Problem details
Write out the following listing's lines from the one with "cosmetic log inaccuracy**" to the one with "## Verified as correct (no bug found)", exactly, with both included and no others.

►

PR #1226, opened 2026-09-06
ci(compat): skip superseded runs, pace 5s -> 1s

askalf:
The compat job itself is ~2 min; the cost is the queue. Measured 2026-09-06 (runs 34037994376, 34037642867, 34016564041): "Run compat tests" 84/87/69 s, of which 50 s is `wait(PACE_MS)` × 10, and one PR ran the suite four times in 30 minutes because superseded queued runs still execute in full.

- **Skip superseded runs.** New first step compares the run's commit with the PR's live head; if a newer push exists it exits green and every later step is skipped (no proxy, no upstream calls, no PR comment). The global concurrency group and `cancel-in-progress: false` are unchanged, so cross-PR serialization still holds. `workflow_dispatch` always proceeds. The finalizer exits 0 for a superseded run instead of failing on the missing exit code.
- **Pace 5 s → 1 s.** The upstream is the per-token API key (no rate window); the script's own API-key default is 500 ms. ~10 s of sleep instead of ~50 s.
- **Health poll** in 250 ms steps, same 30 s budget.

Expected: a normal run ~70 s instead of ~2 min; a superseded run ~10 s and zero upstream calls. No change to `test/compat.mjs`.


sprayberry-redline (changes requested):

**Verdict: 1 correctness issue to address; the superseded-run gating otherwise reads well.**

## Findings

### Blocking — health polling no longer has the stated 30-second bound (`.github/workflows/compat-test-self-hosted.yml:339-345`)

> `for i in $(seq 1 120); do`
>
> `if curl -sf -o /dev/null --max-time 2 http://127.0.0.1:3457/health; then`
>
> `sleep 0.25`

Each iteration can spend up to 2 seconds inside `curl` and then another 250 ms sleeping. If the local proxy accepts connections but stalls before returning an HTTP response, this changed loop can occupy roughly 270 seconds rather than the documented 30-second budget. That materially undercuts the runner-time optimization and delays the actionable startup failure by several minutes. Bound the loop by elapsed wall time (and use a sub-second per-attempt timeout), rather than assuming only the sleeps consume time.

```suggestion
          deadline=$((SECONDS + 30))
          i=0
          while (( SECONDS < deadline )); do
            i=$((i + 1))
            if curl -sf -o /dev/null --max-time 0.25 http://127.0.0.1:3457/health; then
              ready=true
              echo "proxy ready after approximately $((i * 500))ms"
              break
            fi
            sleep 0.25
          done
```

## What's good

The live-head lookup fails open on API errors, `workflow_dispatch` remains enabled, every costly downstream step is gated consistently, and the finalizer explicitly turns only confirmed superseded runs green. I also checked the PR's CI rollup; all executed checks are green.

sprayberry-secondread (commented):

**Verdict:** No blocking correctness issues found; one minor cosmetic note on the health-poll log message.

## What I checked
Single-file diff (`.github/workflows/compat-test-self-hosted.yml`, +53/-7). I traced the new "Skip if this commit is no longer the PR head" step end-to-end, all the downstream `if: steps.fresh.outputs.superseded != 'true'` gates it controls, the `workflow_dispatch` fallback path (where `steps.fresh` never runs), the pace-ms change (5000→1000), and the health-poll loop rewrite (30×1s → 120×0.25s). I did not re-review the unchanged surrounding steps (proxy startup env, maxTested gate, PR-comment marker logic) since the diff doesn't touch their logic.

## Findings

**Minor (info) — cosmetic log inaccuracy**
`.github/workflows/compat-test-self-hosted.yml` (health-poll loop):
```
for i in $(seq 1 120); do
  if curl -sf -o /dev/null --max-time 2 http://127.0.0.1:3457/health; then
    ready=true
    echo "proxy ready after $((i * 250))ms"
    break
  fi
  sleep 0.25
done
```
Since the `sleep` happens *after* the check, a proxy that's already up when the loop starts reports "proxy ready after 250ms" on the very first successful curl (`i=1`), when actual elapsed time is close to 0ms. This mirrors the pre-existing `${i}s` message's same off-by-one (not introduced by this PR), just made more visible at finer granularity. Doesn't affect the 30s timeout budget or pass/fail behavior — log text only.

## Verified as correct (no bug found)
- **`workflow_dispatch` fallback:** the new `fresh` step only runs `if: github.event_name == 'pull_request'`, so for `workflow_dispatch` its output is unset. Every downstream gate reads `steps.fresh.outputs.superseded != 'true'`, and an unset/empty string is `!= 'true'`, so all steps correctly proceed — matches the PR's "workflow_dispatch always proceeds" claim.
- **Finalizer on superseded runs:** `Set job status` reads `SUPERSEDED: ${{ steps.fresh.outputs.superseded }}` and does `${SUPERSEDED:-false}`; for `workflow_dispatch` this env var is set to an empty string (not unset), and bash's `:-` does trigger on empty, so it correctly evaluates to `false` and falls through to the normal `exit "${COMPAT_EXIT_CODE:-1}"` path rather than short-circuiting.
- **Fail-open on lookup failure:** `live="$(gh api ... --jq .head.sha 2>/dev/null || true)"` — if the `gh api` call fails, `live` is empty, `[ -n "$live" ]` is false, and the step falls into the `else` branch (`superseded=false`, proceeds), matching the intent stated in the comment ("or lookup failed: proceeding") rather than silently skipping a run that should have executed.
- **Pace/timeout math:** `DARIO_COMPAT_PACE_MS: '1000'` × 10 waits ≈ 10s matches the PR description's "~10s sleep instead of ~50s" claim. The health loop's `120 × 0.25s = 30s` preserves the documented 30s budget referenced in the `::error::` message below it.
- **Comment-skip gating:** `if: github.event_name == 'pull_request' && always() && steps.fresh.outputs.superseded != 'true'` correctly suppresses the PR comment for superseded runs while still firing on failure for live-head runs (the `always()` is preserved).

No test-coverage gap to flag — this is a CI workflow definition, not application logic under the repo's test suite.

sprayberry-redline (approved):

**Verdict: No blocking issues found; the prior health-polling defect is fixed.**

I re-reviewed the live head `9709d882640f0ba7d05c601bec262f656aece9fb`, including the complete one-file diff and the commits added since my prior change request. The health readiness loop is now bounded by elapsed wall time and uses a 250 ms per-attempt timeout, so a stalled `/health` response can no longer stretch the intended 30-second startup budget into several minutes.

I also checked the superseded-run path: the live-head lookup fails open on lookup errors, `workflow_dispatch` continues normally, expensive downstream steps and PR commenting are skipped only for a confirmed stale PR head, and the finalizer returns green for that explicit case while continuing to fail closed for other missing compat results.

**What's good:** The comments now accurately explain the timing model and the gating behavior. The PR's executed CI checks, including actionlint and compat, are green.

sprayberry-secondread (commented):

Note: this is a re-review at the current head (`9709d88`) — the PR gained a second commit ("bound health poll by wall clock, not iteration count") since I last reviewed the first commit (`f5c82cb9`) on this PR.

**Verdict:** No blocking issues found — both commits are internally consistent and the second one fixes a real latent budget-overrun in the first.

**What I checked:** the full diff of `.github/workflows/compat-test-self-hosted.yml` across both commits (`f5c82cb9` skip-superseded + pace change, `1c0b4b17` wall-clock health poll), plus the merge-from-master commit's file list (confirmed it touches only unrelated files — README/CHANGELOG/docs/src — not this workflow, so the diff I reviewed is the PR's actual net change to this file).

**Correctness check — the two commits interact correctly:**
- Commit 1 (`f5c82cb9`) rewrote the health-poll loop as `for i in $(seq 1 120); do curl --max-time 2 ...; sleep 0.25; done`. Worst case (proxy never answers) that's up to 120 × (2s curl + 0.25s sleep) ≈ 270s against a step whose own comment still says "30s" — a real mismatch between the stated budget and the actual bound.
- Commit 2 (`1c0b4b17`) replaces the iteration count with an explicit wall-clock deadline (`deadline=$(( SECONDS + 30 )); while [ "$SECONDS" -lt "$deadline" ]; do ...`) and drops `--max-time` to `0.25`, which correctly bounds the loop to ~30s regardless of how slowly the proxy responds. I traced the final state (both commits applied) and the loop now terminates within ~30s in the worst case (stalled proxy) — the mismatch from commit 1 no longer exists in the merged result.

**Skip-superseded gating (`steps.fresh.outputs.superseded`):** traced the fail-open/fail-closed paths —
- `workflow_dispatch`: `id: fresh` step is skipped entirely (`if: github.event_name == 'pull_request'`), so `steps.fresh.outputs.superseded` is empty; every downstream `if: steps.fresh.outputs.superseded != 'true'` evaluates true (empty ≠ 'true'), so the run proceeds. Matches the intent stated in the comment.
- `gh api .../pulls/${PR}` failure (rate limit, transient network): `2>/dev/null || true` makes `live` empty, `[ -n "$live" ]` is false, falls to the `else` branch and proceeds normally — fails open rather than silently dropping a real run.
- "Set job status" finalizer: `SUPERSEDED` env resolves to `""` on workflow_dispatch, and `${SUPERSEDED:-false}` correctly defaults to `false` in that case (bash triggers the default on both unset *and* empty), so the compat-exit-code logic still runs unmodified for dispatch runs.
- When superseded, `proxy.pid`/`proxy.log` are never created (Start step is gated the same way), and "Stop dario proxy" (unconditional `if: always()`) guards on `[ -f proxy.pid ]` and `2>/dev/null || true` on the tail — no error surfaces for the skipped path.

I could not find a case where the gating produces a false pass/fail or a stuck job.

**What's good:** the wall-clock fix is a genuine root-cause correction rather than a band-aid, and it's explained in the added comment with the specific failure mode it prevents. The supersede-skip step fails open on lookup errors rather than silently dropping legitimate runs, which is the right default for a CI gate.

◄

Finished task
**Minor (info) — cosmetic log inaccuracy**
`.github/workflows/compat-test-self-hosted.yml` (health-poll loop):
```
for i in $(seq 1 120); do
  if curl -sf -o /dev/null --max-time 2 http://127.0.0.1:3457/health; then
    ready=true
    echo "proxy ready after $((i * 250))ms"
    break
  fi
  sleep 0.25
done
```
Since the `sleep` happens *after* the check, a proxy that's already up when the loop starts reports "proxy ready after 250ms" on the very first successful curl (`i=1`), when actual elapsed time is close to 0ms. This mirrors the pre-existing `${i}s` message's same off-by-one (not introduced by this PR), just made more visible at finer granularity. Doesn't affect the 30s timeout budget or pass/fail behavior — log text only.

## Verified as correct (no bug found)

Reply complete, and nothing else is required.